但錢謙益覺得,不論如何,還是得跟錢龍錫再問問情況為好。

別人去問,

和自己去問,

是兩回事。

畢竟他錢謙益,也是東林黨魁!

以他的名望,來日天子只要忘了自己的黑料,登堂入閣,也只是一件小事!

周道登也隨他,給他紙筆讓他寫好,又讓人快馬去送書信後,便發揮自己一向混日子的作風,邀請錢謙益和自己一同欣賞園林。

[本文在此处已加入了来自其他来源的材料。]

PR #1506, opened 2022-07-26
KJ_EXPECT_EXIT and KJ_EXPECT_SIGNAL fork tests

mikea:


kentonv (commented):
Ugh I apparently wrote these comments a few days ago and failed to submit them.

c++/src/kj/test-helpers.c++
```diff
@@ -153,5 +153,39 @@ bool expectFatalThrow(kj::Maybe<Exception::Type> type, kj::Maybe<StringPtr> mess
...
 
+bool expectDeath(Maybe<int> statusCode, Function<void()> code) {
+#if _WIN32
+  // We don't support death tests on Windows due to lack of efficient fork.
+  return true;
+#else
+  pid_t child;
+  KJ_SYSCALL(child = fork());
+  if (child == 0) {
+    KJ_DEFER(_exit(0));
```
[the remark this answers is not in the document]
mikea: done

c++/src/kj/test-helpers.c++
```diff
@@ -153,5 +153,39 @@ bool expectFatalThrow(kj::Maybe<Exception::Type> type, kj::Maybe<StringPtr> mess
...
+  if (WIFEXITED(status)) {
+    KJ_IF_MAYBE(s, statusCode) {
+      KJ_EXPECT(WEXITSTATUS(status) == *s);
+      return WEXITSTATUS(status) == *s;
+    } else {
+      KJ_EXPECT(WEXITSTATUS(status) != 0);
+      return WEXITSTATUS(status) != 0;
+    }
+  } else if (WIFSIGNALED(status)) {
+    KJ_FAIL_EXPECT("subprocess crashed without throwing exception", WTERMSIG(status));
```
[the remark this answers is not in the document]
mikea: done

c++/src/kj/test-helpers.c++
```diff
@@ -153,5 +153,39 @@ bool expectFatalThrow(kj::Maybe<Exception::Type> type, kj::Maybe<StringPtr> mess
...
+
+  if (WIFEXITED(status)) {
+    KJ_IF_MAYBE(s, statusCode) {
+      KJ_EXPECT(WEXITSTATUS(status) == *s);
+      return WEXITSTATUS(status) == *s;
+    } else {
+      KJ_EXPECT(WEXITSTATUS(status) != 0);
+      return WEXITSTATUS(status) != 0;
+    }
+  } else if (WIFSIGNALED(status)) {
```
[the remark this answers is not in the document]
mikea: done

mikea:
All comments addressed, added more test cases. Please take a look.

c++/src/kj/test-helpers.c++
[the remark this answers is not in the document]
kentonv: It looks like we're now overloading status codes and signals. So if I'm expecting `SIGABRT` but the process actually exits with code 6 then it'll be considered a pass.

Shouldn't we distinguish between these? Like KJ_EXPECT_EXIT vs. KJ_EXPECT_SIGNAL or something?

c++/src/kj/test-helpers.c++
```diff
@@ -153,5 +154,44 @@ bool expectFatalThrow(kj::Maybe<Exception::Type> type, kj::Maybe<StringPtr> mess
...
+bool expectDeath(Maybe<int> statusCode, Function<void()> code) {
+#if _WIN32
+  // We don't support death tests on Windows due to lack of efficient fork.
+  return true;
+#else
+  pid_t child;
+  KJ_SYSCALL(child = fork());
+  if (child == 0) {
+    resetSignalHandlers();
+    code();
```
kentonv, line 166: It looks like now, if `code()` throws an exception, the exception will propagate to the caller where it could be caught, leaving the child process to continue executing the test in its fork. That seems weird. I think we need to make sure `expectDeath()` never allows an exception to propagate out. The easiest way to do that is to mark it `noexcept`, in which case the terminate handler will always be invoked.

mikea:
@kentonv I've separated signal and exit expectation in KJ_EXPECT_EXIT and KJ_EXPECT_SIGNAL macros. PTAL.

c++/src/kj/test.h
```diff
@@ -128,6 +141,17 @@ bool expectFatalThrow(Maybe<Exception::Type> type, Maybe<StringPtr> message,
 // fork() is not available, this always returns true.
 #endif
 
+bool expectExit(Maybe<int> statusCode, Function<void()> code);
```
kentonv, line 144: It looks like the first parameter to both of these functions can just be `int` instead of `Maybe<int>` since the corresponding macros never pass `nullptr`?

kentonv, line 144: You can use `FunctionParam` instead of `Function` since the function will always be called synchronously.

c++/src/kj/test-helpers.c++
```diff
@@ -153,5 +153,65 @@ bool expectFatalThrow(kj::Maybe<Exception::Type> type, kj::Maybe<StringPtr> mess
...
+  if (WIFEXITED(status)) {
+    KJ_IF_MAYBE(s, statusCode) {
+      KJ_EXPECT(WEXITSTATUS(status) == *s);
+      return WEXITSTATUS(status) == *s;
+    } else {
+      KJ_EXPECT(WEXITSTATUS(status) != 0);
+      return WEXITSTATUS(status) != 0;
+    }
+  } else {
+    KJ_FAIL_EXPECT("subprocess didn't exit", status);
```
kentonv, line 180: The `status` value produced by `waitpid()` is pretty hard for a human to interpret, since it's a bitfield of a bunch of stuff. Could we check `WIFSIGNALED()` here and if so produce an error like "code raised a signal instead of exiting; signal = 11 (Segmentation Fault)"? (You can use `strsignal()` from the C library to convert the signal number to a name.)

Similarly below if we are expecting a signal and instead the code exits, we should say what the exit code was.

c++/src/kj/test-helpers.c++
kentonv: You marked this resolved but it doesn't look like it was?

c++/src/kj/test.h
mikea: You can pass `nullptr` in manually in case where you don't know the exit code or signal for sure. I've added couple tests with nullptr too.

c++/src/kj/test-helpers.c++
mikea: sorry, marked them as `noexcept`.

mikea:
@kentonv All done. PTAL.

c++/src/kj/test-helpers.c++
```diff
@@ -153,5 +153,72 @@ bool expectFatalThrow(kj::Maybe<Exception::Type> type, kj::Maybe<StringPtr> mess
...
+      KJ_EXPECT(WEXITSTATUS(status) == *s);
+      return WEXITSTATUS(status) == *s;
+    } else {
+      KJ_EXPECT(WEXITSTATUS(status) != 0);
+      return WEXITSTATUS(status) != 0;
+    }
+  } else {
+    if (WIFSIGNALED(status)) {
+      KJ_FAIL_EXPECT("subprocess didn't exit but triggered a signal", strsignal(WTERMSIG(status)));
+    }
```
kentonv, line 182: `EXPECT` macros do not throw an exception, they just note the failure and keep executing. So you need `} else {` here, or just return false.

Actually on that topic, it's a bit weird that these functions return a boolean in addition to the expectation failures inside. So when there's a failure, actually two failures will be reported. However, this code review has gone on too long already so I'd say don't worry about it, we can clean that up some other time. Plus it looks like `KJ_EXPECT_THROW` has some similar problems.

mikea: fixed.

c++/src/kj/exception.c++
```diff
@@ -714,6 +714,27 @@ retry:
   return filename;
 }
 
+void resetSignalHandlers() {
```
kentonv, line 717: As seen in the CI failures, this function doesn't compile on Windows.

mikea: Ugh... Sorry I missed it since there are few failing build on master.
Added ifdefs around signal stuff (still keeping `set_terminate(null)` on Windows)

kentonv: Maybe we should name it `resetCrashHandlers()` then since "signals" are a Unix thing?

I fixed MinGW last week so there should be no failing quick tests on master.

PR #1508, opened 2022-07-27
Introduce the ability to share the same signalfd among many threads.

kentonv:
It turns out that creating a signalfd is weirdly expensive. But, due to their unintuitive behavior of always checking the signals of the calling thread, not the creating thread, we can actually share just one among many threads, as long as those threads are waiting on the same signals.

We should probably stop using signalfd altogether, maybe falling back to the old longjmp() trick we use on other platforms, but that's a bigger change than I want to make right now.


jasnell (approved):
LGTM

他自從被趕回南邊養老後,便沉迷園林之中,特意為自己修建了一個精緻漂亮的院子。

這段時間才徹底完工,帶著家裡人來這邊看著美景,修養身心。

於是錢謙益便應了他的邀請,一同逛起了園林。

只是走到園林水池之時,便見一個十歲左右的小姑娘,正一手扶著邊上的假山,一手往水中探去,想要去撈自己不小心掉落的手帕。

周道登一見,變了臉色。

“愛兒,你怎麼這般不小心!”

“快把人帶出來!”

周道登老臉激動,讓下人帶著那小姑娘離開水池邊上後,便親自抱起她,摸摸臉和手,看她有沒有不小心傷著。

錢謙益本以為這是周道登得寵的孫女,還一臉微笑的看著小姑娘,結果之後卻聽周道登介紹道,“這是愛兒,乃是我的愛妾。”